INPUT MATERIAL
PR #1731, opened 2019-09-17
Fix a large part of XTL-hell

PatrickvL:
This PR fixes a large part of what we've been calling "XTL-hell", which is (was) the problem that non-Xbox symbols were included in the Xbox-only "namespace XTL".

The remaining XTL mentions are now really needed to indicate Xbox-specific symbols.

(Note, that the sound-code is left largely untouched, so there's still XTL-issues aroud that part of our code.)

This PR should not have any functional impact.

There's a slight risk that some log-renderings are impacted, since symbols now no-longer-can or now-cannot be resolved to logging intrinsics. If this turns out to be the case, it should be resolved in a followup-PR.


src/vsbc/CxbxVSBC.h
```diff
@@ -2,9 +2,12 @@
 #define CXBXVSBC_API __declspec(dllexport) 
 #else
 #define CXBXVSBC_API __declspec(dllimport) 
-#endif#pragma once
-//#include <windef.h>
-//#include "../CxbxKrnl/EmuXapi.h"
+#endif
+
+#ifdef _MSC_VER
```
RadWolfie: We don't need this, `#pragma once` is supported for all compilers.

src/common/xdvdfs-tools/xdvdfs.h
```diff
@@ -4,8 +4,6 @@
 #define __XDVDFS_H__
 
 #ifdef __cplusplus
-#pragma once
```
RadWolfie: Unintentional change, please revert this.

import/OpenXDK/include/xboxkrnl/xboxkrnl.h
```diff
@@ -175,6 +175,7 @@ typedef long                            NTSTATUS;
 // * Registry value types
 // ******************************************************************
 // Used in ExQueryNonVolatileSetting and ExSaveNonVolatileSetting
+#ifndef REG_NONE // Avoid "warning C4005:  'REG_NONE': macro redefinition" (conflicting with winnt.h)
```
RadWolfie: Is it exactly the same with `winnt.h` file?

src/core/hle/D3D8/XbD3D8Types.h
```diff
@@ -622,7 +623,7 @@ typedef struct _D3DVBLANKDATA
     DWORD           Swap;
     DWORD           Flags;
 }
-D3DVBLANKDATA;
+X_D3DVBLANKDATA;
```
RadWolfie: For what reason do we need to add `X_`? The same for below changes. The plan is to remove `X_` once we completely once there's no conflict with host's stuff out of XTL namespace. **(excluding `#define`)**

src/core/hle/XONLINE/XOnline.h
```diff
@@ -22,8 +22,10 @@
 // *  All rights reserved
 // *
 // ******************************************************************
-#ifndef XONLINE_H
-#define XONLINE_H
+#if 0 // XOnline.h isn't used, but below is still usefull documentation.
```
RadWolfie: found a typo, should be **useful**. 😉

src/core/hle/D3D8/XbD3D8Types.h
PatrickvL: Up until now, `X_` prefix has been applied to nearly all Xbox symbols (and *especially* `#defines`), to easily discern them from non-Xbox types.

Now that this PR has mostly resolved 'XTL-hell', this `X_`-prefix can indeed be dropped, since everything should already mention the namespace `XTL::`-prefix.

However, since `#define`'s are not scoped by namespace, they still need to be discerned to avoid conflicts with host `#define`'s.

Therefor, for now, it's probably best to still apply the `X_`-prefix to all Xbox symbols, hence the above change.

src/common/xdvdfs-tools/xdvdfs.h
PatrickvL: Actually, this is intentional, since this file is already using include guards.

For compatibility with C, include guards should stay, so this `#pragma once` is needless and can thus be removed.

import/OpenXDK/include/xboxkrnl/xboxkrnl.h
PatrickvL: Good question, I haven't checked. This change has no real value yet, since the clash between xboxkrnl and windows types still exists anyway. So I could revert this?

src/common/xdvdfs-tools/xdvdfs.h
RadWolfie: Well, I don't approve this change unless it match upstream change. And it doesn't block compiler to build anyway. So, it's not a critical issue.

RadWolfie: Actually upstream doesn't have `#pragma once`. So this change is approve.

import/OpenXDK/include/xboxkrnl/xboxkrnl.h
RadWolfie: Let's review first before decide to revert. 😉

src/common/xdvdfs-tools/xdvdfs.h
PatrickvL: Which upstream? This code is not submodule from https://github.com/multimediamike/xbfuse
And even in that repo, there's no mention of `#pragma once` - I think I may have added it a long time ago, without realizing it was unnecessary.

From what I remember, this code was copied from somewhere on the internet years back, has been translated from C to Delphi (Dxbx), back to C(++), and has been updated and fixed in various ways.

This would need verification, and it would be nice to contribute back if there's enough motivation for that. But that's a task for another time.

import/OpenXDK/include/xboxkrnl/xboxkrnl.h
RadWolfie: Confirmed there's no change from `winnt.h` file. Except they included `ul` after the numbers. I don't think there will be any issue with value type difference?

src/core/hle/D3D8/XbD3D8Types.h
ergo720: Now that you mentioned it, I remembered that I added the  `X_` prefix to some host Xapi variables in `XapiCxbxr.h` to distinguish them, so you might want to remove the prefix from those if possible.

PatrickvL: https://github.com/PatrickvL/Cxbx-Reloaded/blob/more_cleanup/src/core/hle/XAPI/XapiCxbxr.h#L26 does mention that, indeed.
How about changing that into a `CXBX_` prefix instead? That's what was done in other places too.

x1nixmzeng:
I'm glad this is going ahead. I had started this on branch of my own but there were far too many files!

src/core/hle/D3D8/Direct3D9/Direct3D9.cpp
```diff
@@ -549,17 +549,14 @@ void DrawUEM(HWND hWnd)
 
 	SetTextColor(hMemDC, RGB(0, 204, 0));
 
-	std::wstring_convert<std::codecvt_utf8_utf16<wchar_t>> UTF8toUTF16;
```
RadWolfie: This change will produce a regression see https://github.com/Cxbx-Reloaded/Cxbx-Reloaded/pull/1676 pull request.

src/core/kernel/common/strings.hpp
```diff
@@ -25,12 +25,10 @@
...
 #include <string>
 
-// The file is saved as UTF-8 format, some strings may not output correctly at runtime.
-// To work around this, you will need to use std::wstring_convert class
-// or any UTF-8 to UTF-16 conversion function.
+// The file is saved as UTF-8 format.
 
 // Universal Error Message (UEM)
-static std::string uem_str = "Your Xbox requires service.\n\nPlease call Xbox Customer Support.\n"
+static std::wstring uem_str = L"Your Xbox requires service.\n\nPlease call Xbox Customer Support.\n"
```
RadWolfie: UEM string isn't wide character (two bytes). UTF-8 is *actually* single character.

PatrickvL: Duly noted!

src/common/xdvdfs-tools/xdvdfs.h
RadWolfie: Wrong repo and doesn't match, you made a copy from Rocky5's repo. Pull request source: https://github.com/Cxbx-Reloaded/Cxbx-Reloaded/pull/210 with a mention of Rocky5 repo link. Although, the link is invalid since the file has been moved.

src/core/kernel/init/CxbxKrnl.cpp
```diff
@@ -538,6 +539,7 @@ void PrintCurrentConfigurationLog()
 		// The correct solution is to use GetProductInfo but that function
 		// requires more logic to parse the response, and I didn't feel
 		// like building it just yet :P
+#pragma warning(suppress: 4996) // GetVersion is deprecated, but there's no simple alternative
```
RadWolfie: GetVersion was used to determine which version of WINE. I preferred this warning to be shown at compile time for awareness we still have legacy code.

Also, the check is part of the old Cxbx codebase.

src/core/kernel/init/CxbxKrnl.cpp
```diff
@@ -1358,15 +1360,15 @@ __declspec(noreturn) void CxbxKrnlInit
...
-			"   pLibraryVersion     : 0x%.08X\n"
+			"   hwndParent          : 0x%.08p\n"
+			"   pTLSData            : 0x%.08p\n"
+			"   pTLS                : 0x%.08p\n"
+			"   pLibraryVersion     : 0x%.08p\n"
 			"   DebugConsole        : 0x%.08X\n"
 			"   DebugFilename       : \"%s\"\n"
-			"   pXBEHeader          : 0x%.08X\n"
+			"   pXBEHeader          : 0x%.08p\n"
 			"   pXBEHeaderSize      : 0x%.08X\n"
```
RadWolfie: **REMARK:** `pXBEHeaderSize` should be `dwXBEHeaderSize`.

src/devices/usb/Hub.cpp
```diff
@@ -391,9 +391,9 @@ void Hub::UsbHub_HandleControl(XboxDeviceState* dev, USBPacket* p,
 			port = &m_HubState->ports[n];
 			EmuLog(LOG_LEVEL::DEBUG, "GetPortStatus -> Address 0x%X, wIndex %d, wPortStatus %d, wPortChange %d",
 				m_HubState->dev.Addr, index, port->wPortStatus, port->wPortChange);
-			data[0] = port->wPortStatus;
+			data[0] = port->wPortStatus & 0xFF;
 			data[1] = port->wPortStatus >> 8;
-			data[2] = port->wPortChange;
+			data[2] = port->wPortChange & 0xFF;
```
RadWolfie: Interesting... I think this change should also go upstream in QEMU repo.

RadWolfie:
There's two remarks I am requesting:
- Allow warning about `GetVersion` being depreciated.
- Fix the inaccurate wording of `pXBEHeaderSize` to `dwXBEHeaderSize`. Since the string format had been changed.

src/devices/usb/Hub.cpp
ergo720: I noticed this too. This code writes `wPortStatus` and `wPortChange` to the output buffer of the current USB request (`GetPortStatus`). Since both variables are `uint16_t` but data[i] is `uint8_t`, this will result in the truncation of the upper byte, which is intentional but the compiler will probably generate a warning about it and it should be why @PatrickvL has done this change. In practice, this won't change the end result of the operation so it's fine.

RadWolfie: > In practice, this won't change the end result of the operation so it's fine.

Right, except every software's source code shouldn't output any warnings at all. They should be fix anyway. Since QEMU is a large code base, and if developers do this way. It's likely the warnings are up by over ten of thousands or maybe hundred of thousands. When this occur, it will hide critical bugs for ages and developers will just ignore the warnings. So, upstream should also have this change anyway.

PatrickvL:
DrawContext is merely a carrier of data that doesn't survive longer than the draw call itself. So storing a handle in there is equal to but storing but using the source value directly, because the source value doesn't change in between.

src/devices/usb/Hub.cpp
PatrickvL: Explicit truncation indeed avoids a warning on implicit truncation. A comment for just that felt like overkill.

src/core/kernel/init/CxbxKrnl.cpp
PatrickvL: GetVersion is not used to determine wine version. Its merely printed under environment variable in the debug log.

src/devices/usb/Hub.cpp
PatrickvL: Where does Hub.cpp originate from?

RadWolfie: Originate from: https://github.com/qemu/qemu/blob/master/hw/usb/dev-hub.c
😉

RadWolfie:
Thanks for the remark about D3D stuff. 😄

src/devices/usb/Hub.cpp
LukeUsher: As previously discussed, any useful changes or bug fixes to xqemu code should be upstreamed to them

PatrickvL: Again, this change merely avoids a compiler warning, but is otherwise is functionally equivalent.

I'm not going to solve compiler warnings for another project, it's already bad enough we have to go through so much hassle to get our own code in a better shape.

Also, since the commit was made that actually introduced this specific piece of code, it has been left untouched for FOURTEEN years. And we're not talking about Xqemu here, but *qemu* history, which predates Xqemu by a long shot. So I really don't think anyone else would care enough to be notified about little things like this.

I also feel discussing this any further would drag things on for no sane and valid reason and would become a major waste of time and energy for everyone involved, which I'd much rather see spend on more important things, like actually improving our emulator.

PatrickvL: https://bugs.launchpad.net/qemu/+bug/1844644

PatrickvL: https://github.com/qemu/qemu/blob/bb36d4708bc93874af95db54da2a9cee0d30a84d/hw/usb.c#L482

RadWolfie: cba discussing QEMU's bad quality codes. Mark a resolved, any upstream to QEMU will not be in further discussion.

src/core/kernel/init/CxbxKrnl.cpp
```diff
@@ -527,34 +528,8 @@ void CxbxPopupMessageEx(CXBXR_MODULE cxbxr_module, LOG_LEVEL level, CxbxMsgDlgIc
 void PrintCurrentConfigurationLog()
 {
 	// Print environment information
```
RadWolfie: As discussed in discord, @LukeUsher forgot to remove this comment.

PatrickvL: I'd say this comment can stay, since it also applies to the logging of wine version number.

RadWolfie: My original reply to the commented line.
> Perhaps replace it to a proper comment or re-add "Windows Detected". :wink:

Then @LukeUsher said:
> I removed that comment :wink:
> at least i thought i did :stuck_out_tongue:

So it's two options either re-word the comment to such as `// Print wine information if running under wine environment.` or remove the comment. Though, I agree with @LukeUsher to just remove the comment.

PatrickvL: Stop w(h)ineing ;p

EXERCISE AIM
Return, line for line and unchanged, the data from its first line through the line containing "There's a slight".

SOLUTION TO THIS EXERCISE
PR #1731, opened 2019-09-17
Fix a large part of XTL-hell

PatrickvL:
This PR fixes a large part of what we've been calling "XTL-hell", which is (was) the problem that non-Xbox symbols were included in the Xbox-only "namespace XTL".

The remaining XTL mentions are now really needed to indicate Xbox-specific symbols.

(Note, that the sound-code is left largely untouched, so there's still XTL-issues aroud that part of our code.)

This PR should not have any functional impact.

There's a slight risk that some log-renderings are impacted, since symbols now no-longer-can or now-cannot be resolved to logging intrinsics. If this turns out to be the case, it should be resolved in a followup-PR.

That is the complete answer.